Ce point accordé, le Pape expédie des troupes pour aller prendre possession de Ferrare, sous les ordres du marquis François. Foulques fait alors proposer aux Vénitiens de leur céder Ferrare à certaines conditions. La proposition acceptée, les Vénitiens envoient des troupes, qui forcent les Fcrrarais, après quelques combats, à demander la paix , et à recevoir le podestat que leur envoie Venise. L’an 1309, le Pape Clément V, irrité de l’cntreprise des Vénitiens, publie contre eux, une bulle, le 17 Mars, pour s’être emparés de Ferrare. Pour joindre ensuite les armes temporelles aux spirituelles, il fait prêcher contre eux la croisade, ce qui lui procure en peu de temps une armée considérable. Les Vénitiens se défendent vaillamment mais le 18 Août de la même année, les Ferrarais remportent sur eux une victoire complète, qui décide de l’issue du conflit. Le Pape ayant recouvré Ferrare, en donne le Vicariat à Robert, Roi de Naples, sans penser le moins du monde à François d’Este, qui s’était donné tant de peines pour rentrer en possession de son héritage. En 1317, les Ferrarais, excédés par les mauvais traitements des troupes de garnison du Roi de Naples, se soulèvent le 4 août, et, les ayant obligés à se retirer dans le château, ils montent à l’assaut avec le secours des marquis d’Este et des Bolonois réconciliés, les massacrent tous et livrent le château aux flammes.

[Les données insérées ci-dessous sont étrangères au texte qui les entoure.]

PR #3864, opened 2023-07-11
Reallocate at least

CaseyCarter:
This reverts the reversion of #3712 from #3819. It also detects allocators publicly derived from `std::allocator`, and refuses to use `allocate_at_least` in such a case to avoid potential mismatch between a user's `deallocate` and the default `allocate_at_least`.

I expect we'll squash merge this, but I've kept it as two separate commits for ease of review: one that reverts the revert, and one that implements the fix.

### DIFF
--- a/stl/inc/xmemory
+++ b/stl/inc/xmemory
@@ -2174,16 +2174,33 @@ _NODISCARD constexpr bool _Allocators_equal(const _Alloc& _Lhs, const _Alloc& _R
     }
 }
 
+#if _HAS_CXX23
+template <class _Ty, class = void>
+inline constexpr bool _Has_member_from_primary = false;
+template <class _Ty>
+inline constexpr bool _Has_member_from_primary<_Ty, void_t<typename _Ty::_From_primary>> = true;
+
+// Avoid using allocate_at_least when the allocator publicly derives from std::allocator:
+// "old" allocators might override allocate and deallocate but fail to override allocate_at_least.
+template <class _Alloc>
+inline constexpr bool _Allocate_at_least_is_safe =
+    !_Has_member_from_primary<_Alloc>
+    && _Has_member_allocate_at_least<_Alloc, typename allocator_traits<_Alloc>::size_type>;
+#endif // _HAS_CXX23
+
 template <class _Alloc>
 _NODISCARD_RAW_PTR_ALLOC _CONSTEXPR20 typename allocator_traits<_Alloc>::pointer _Allocate_at_least_helper(
     _Alloc& _Al, _CRT_GUARDOVERFLOW typename allocator_traits<_Alloc>::size_type& _Count) {
 #if _HAS_CXX23
-    auto [_Ptr, _Allocated] = allocator_traits<_Alloc>::allocate_at_least(_Al, _Count);
-    _Count                  = _Allocated;
-    return _Ptr;
-#else // _HAS_CXX23
-    return _Al.allocate(_Count);
+    if constexpr (_Allocate_at_least_is_safe<_Alloc>) {
+        auto [_Ptr, _Allocated] = _Al.allocate_at_least(_Count);
+        _Count                  = _Allocated;
+        return _Ptr;
+    } else
 #endif // _HAS_CXX23
+    {
+        return _Al.allocate(_Count);
+    }
 }
 
 _EXPORT_STD template <class _FwdIt, class _Ty>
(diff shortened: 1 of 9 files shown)


stl/inc/xmemory
```diff
@@ -2174,6 +2174,35 @@ _NODISCARD constexpr bool _Allocators_equal(const _Alloc& _Lhs, const _Alloc& _R
...
+#if _HAS_CXX23
+template <class _Ty, class = void>
+inline constexpr bool _Has_member_from_primary = false;
+template <class _Ty>
+inline constexpr bool _Has_member_from_primary<_Ty, void_t<typename _Ty::_From_primary>> = true;
+
+// Avoid using allocate_at_least when the allocator publicly derives from std::allocator:
+// "old" allocators might override allocate and deallocate but fail to override allocate_at_least.
+template <class _Alloc>
+inline constexpr bool _Allocate_at_least_is_safe =
```
AlexGuteniev, line 2186: Looks like not true for `std::allocator`, as it has `_From_primary` too, so apparently `_Allocate_at_least_is_safe` is false for `std::allocator`. Why?

CaseyCarter: Because `allocator::allocate_at_least` currently does nothing useful, it simply returns the result of calling `allocate`. That said, we should have a comment in `allocator::allocate_at_least` pointing out that `_Allocate_at_least_is_safe` will need adjustment if and when we improve `allocate_at_least`.

CaseyCarter: I suppose there's a case to be made that `std::allocator::allocate_at_least` is _safe_ despite that we don't want to use it. Should we rename `_Allocate_at_least_is_safe` to `_Should_allocate_at_least` or something?

AlexGuteniev: Yes. Or better yet, start using `std::allocator::allocate_at_least` and avoid the need to rename and a comment.

StephanTLavavej: I like `_Should_allocate_at_least`, I'll validate and push changes. I don't like the idea of calling `std::allocator::allocate_at_least` at this time - that's adding an unnecessary function call in debug mode, and asking the inliner to do extra work in release mode, for no user benefit at this time (or for the foreseeable future).

stl/inc/xmemory
```diff
@@ -2174,6 +2174,35 @@ _NODISCARD constexpr bool _Allocators_equal(const _Alloc& _Lhs, const _Alloc& _R
...
 }
 
+#if _HAS_CXX23
+template <class _Ty, class = void>
+inline constexpr bool _Has_member_from_primary = false;
+template <class _Ty>
+inline constexpr bool _Has_member_from_primary<_Ty, void_t<typename _Ty::_From_primary>> = true;
+
+// Avoid using allocate_at_least when the allocator publicly derives from std::allocator:
+// "old" allocators might override allocate and deallocate but fail to override allocate_at_least.
```
StephanTLavavej, line 2184: Terminology nitpick: only `virtual` functions can be overridden. These are being hidden.

tests/std/tests/GH_003570_allocate_at_least/test.cpp
```diff
@@ -0,0 +1,131 @@
...
+struct icky_allocator : allocator<T> {
+    template <class U>
+    struct rebind {
+        using other = icky_allocator<U>;
+    };
+
+    allocation_result<T*, size_t> allocate_at_least(size_t) {
+        // The initial implementation of this feature had a problem with (icky) allocators that
+        // publicly derive from std::allocator and implement allocate/deallocate. The STL would
+        // call allocate_at_least in the std::allocator base and the overridden deallocate in
```
StephanTLavavej, line 112: Similarly, "overridden" is improper here.

tests/std/tests/GH_003570_allocate_at_least/test.cpp
```diff
@@ -0,0 +1,131 @@
...
+        // the derived class. We now detect public derivation from std::allocator and avoid
+        // using allocate_at_least in that case.
+        static_assert(always_false<T>);
+    }
+};
+
+void test_inheriting_allocator() {
+    std::vector<int, icky_allocator<int>> vec{2, 1, 4, 7, 5, 6, 3, 8};
+    assert(std::accumulate(vec.begin(), vec.end(), 0, plus<>{}) == 36);
```
StephanTLavavej, line 121: This test is already `using namespace std;`.

StephanTLavavej, line 121: Technically should include `<functional>` for `plus`.

StephanTLavavej (approved):

StephanTLavavej:

StephanTLavavej:
Thanks for restoring this optimization! May the RWC be ever in your favor. :joy_cat: :rocket: :tada:

PR #4103, opened 2023-10-19
Fix and simplify the feature-test macro test

StephanTLavavej:
* Drop extra spaces in `#error` messages.
* Mechanically simplify.
  + This test originally covered both the compiler and library feature-test macros, and was therefore extremely paranoid about checking the behavior of the preprocessor. We gave the compiler test coverage to the compiler team a long time ago, so we can simplify the library test coverage now. This commit is a 100% regex search-and-replace, from:
    ```cpp
    #ifndef (__cpp_lib_\w+)
    #error \1 is not defined
    #elif \1 != (\d{6}L)
    #error \1 is not \2
    #else
    STATIC_ASSERT\(\1 == \2\);
    #endif
    ```
    to:
    ```cpp
    #ifdef $1
    STATIC_ASSERT($1 == $2);
    #else
    #error $1 is not defined
    #endif
    ```
    except with `\n` between each line of the "from" and "to" (presented here on separate lines for clarity).
* Simplify `__cpp_lib_chrono` and `__cpp_lib_shared_ptr_arrays`.
  + These are always defined, but to varying values, so they use a slightly different pattern.
* Simplify `__cpp_lib_shift`.
  + This was trying to be extra helpful with a message saying "is OLD_VALUE when it should be NEW_VALUE", but that made the code verbose and unsystematic. This test is passing, so we don't need elaborate error messages in case of failure.
* Fix damaged `__cpp_lib_containers_ranges` test.
  + This would never have detected `__cpp_lib_containers_ranges` being defined outside of the relevant mode.
* Mechanically simplify again (100% regex).
  + From:
    ```cpp
    #ifdef (__cpp_lib_\w+)
    (STATIC_ASSERT\(\1 == \d{6}L\);)
    #else
    #error \1 is not defined
    #endif
    ```
    to:
    ```
    $2
    ```
* Manually simplify `__cpp_lib_chrono` and `__cpp_lib_shared_ptr_arrays` again.
  + This removes all occurrences of "is not defined".
* Mechanically simplify yet again (100% regex).
  + From:
    ```cpp
    #else
    #ifdef (__cpp_lib_\w+)
    #error \1 is defined
    #endif
    #endif
    ```
    to:
    ```cpp
    #elif defined($1)
    #error $1 is defined
    #endif
    ```
* Manually simplify `__cpp_lib_shared_timed_mutex`.
  + Testing for non-`/clr:pure` mode allows this to follow the consistent pattern.
* Fix damaged `__cpp_lib_is_layout_compatible` and `__cpp_lib_is_pointer_interconvertible` tests.
  + These tests weren't doing anything for C++14/17 mode. Now they'll detect the macros being present when they shouldn't be.
* DROP SHOUTY COMMENT.

### DIFF
--- a/tests/std/tests/VSO_0157762_feature_test_macros/test.compile.pass.cpp
+++ b/tests/std/tests/VSO_0157762_feature_test_macros/test.compile.pass.cpp
@@ -5,7 +5,6 @@
 
 #define STATIC_ASSERT(...) static_assert(__VA_ARGS__, #__VA_ARGS__)
 
-// LIBRARY FEATURE-TEST MACROS
 #if _HAS_CXX23
 STATIC_ASSERT(__cpp_lib_adaptor_iterator_pair_constructor == 202106L);
 #elif defined(__cpp_lib_adaptor_iterator_pair_constructor)
--- a/tests/std/tests/VSO_0157762_feature_test_macros/test.compile.pass.cpp
+++ b/tests/std/tests/VSO_0157762_feature_test_macros/test.compile.pass.cpp
@@ -7,12 +7,10 @@
 
 // LIBRARY FEATURE-TEST MACROS
 #if _HAS_CXX23
-#ifndef __cpp_lib_adaptor_iterator_pair_constructor
-#error __cpp_lib_adaptor_iterator_pair_constructor is not defined
-#elif __cpp_lib_adaptor_iterator_pair_constructor != 202106L
-#error __cpp_lib_adaptor_iterator_pair_constructor is not 202106L
-#else
+#ifdef __cpp_lib_adaptor_iterator_pair_constructor
 STATIC_ASSERT(__cpp_lib_adaptor_iterator_pair_constructor == 202106L);
+#else
+#error __cpp_lib_adaptor_iterator_pair_constructor is not defined
 #endif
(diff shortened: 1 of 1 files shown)


StephanTLavavej:
I suppose we could further simplify
```cpp
#ifdef $1
STATIC_ASSERT($1 == $2);
#else
#error $1 is not defined
#endif
```
to:
```cpp
STATIC_ASSERT($1 == $2);
```
and accept that if the feature-test macro isn't defined, we'll be mentioning an unknown identifier that will fail to compile. Thoughts on such a further simplification?

CaseyCarter:
> Thoughts on such a further simplification?

It wouldn't have the most user-friendly error messages, but failures are so rare in practice that I don't think it would be a problem. I'd be happy with such a change. I wouldn't _demand_ it, but it sure would be nice to trim this down to one line per test case.

CaseyCarter:
The fact that my bug sat here latent for 14 months suggests that simplifying the structure is a good idea.

StephanTLavavej:
Cool, I'll make the change. One moment...

CaseyCarter (approved):
This is so much nicer - thanks!

StephanTLavavej:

Le 17 août 1317, Renaud et Obizon III, fils d’Aldrobrandin, sont rétablis dans la seigneurie de Ferrare et ils associent Nicolas. leur troisième frère. Le pape, Jean XXII est furieux : iI somme les trois marquis de déguerpir de Ferrare, et, sur leur refus, il les excommunie, met la ville en interdit, et les fait poursuivre comme hérétiques par l’Inquisition. Les trois marquis d’Este, s’obligent alors, après 1319, à reconnaître le pape comme souverain de Ferrare, et négocient en contrepartie une bulle qui leur confère le vicariat de cette ville et de son district. En 1332, les trois marquis viennent assiéger la ville de Modene, alors possédée par les Pii. Renaud tombe malade à ce siège, et, étant retourné à Ferrare, il y meurt le 31 Décembre de la même année. En 1336, Gui et Mainfroi des Pii , voyant la ville de Modène au bout de sa résistance, leur remettent la place le 17 avril.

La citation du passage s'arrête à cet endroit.